■ EXERCISE INSTRUCTIONS: Lines containing the word "import" are to be copied from the data below.

Items from a data source:

# # # # #

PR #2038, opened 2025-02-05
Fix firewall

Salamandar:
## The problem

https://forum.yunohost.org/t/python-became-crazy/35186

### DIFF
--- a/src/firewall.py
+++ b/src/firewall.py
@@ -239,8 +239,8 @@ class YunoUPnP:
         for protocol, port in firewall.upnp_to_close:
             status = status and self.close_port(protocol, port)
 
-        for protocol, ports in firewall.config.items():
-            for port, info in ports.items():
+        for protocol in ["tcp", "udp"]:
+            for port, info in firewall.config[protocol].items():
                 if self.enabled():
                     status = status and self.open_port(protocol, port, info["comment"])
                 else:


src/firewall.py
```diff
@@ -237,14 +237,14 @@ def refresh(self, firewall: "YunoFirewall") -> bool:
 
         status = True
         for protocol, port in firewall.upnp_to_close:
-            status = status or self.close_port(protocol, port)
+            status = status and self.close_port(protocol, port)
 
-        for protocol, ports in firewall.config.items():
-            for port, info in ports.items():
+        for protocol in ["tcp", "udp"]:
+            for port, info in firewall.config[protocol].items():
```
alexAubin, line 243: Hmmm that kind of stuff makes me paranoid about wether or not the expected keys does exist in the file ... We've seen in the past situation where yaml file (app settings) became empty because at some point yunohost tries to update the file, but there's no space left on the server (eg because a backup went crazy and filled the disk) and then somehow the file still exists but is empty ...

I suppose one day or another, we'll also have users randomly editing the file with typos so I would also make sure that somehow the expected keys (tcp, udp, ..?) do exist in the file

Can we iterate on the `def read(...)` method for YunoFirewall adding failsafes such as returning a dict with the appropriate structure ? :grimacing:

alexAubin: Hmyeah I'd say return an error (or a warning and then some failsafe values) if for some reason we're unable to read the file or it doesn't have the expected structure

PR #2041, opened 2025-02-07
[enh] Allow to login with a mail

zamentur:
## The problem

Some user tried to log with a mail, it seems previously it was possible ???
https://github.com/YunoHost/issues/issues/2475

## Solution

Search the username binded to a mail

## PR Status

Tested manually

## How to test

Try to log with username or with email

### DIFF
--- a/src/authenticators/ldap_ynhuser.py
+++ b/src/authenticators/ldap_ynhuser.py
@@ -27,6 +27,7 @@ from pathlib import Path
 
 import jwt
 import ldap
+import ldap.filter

# # # # #

■ RESPONSE BOX:
@@ -27,6 +27,7 @@ from pathlib import Path
 import jwt
 import ldap
+import ldap.filter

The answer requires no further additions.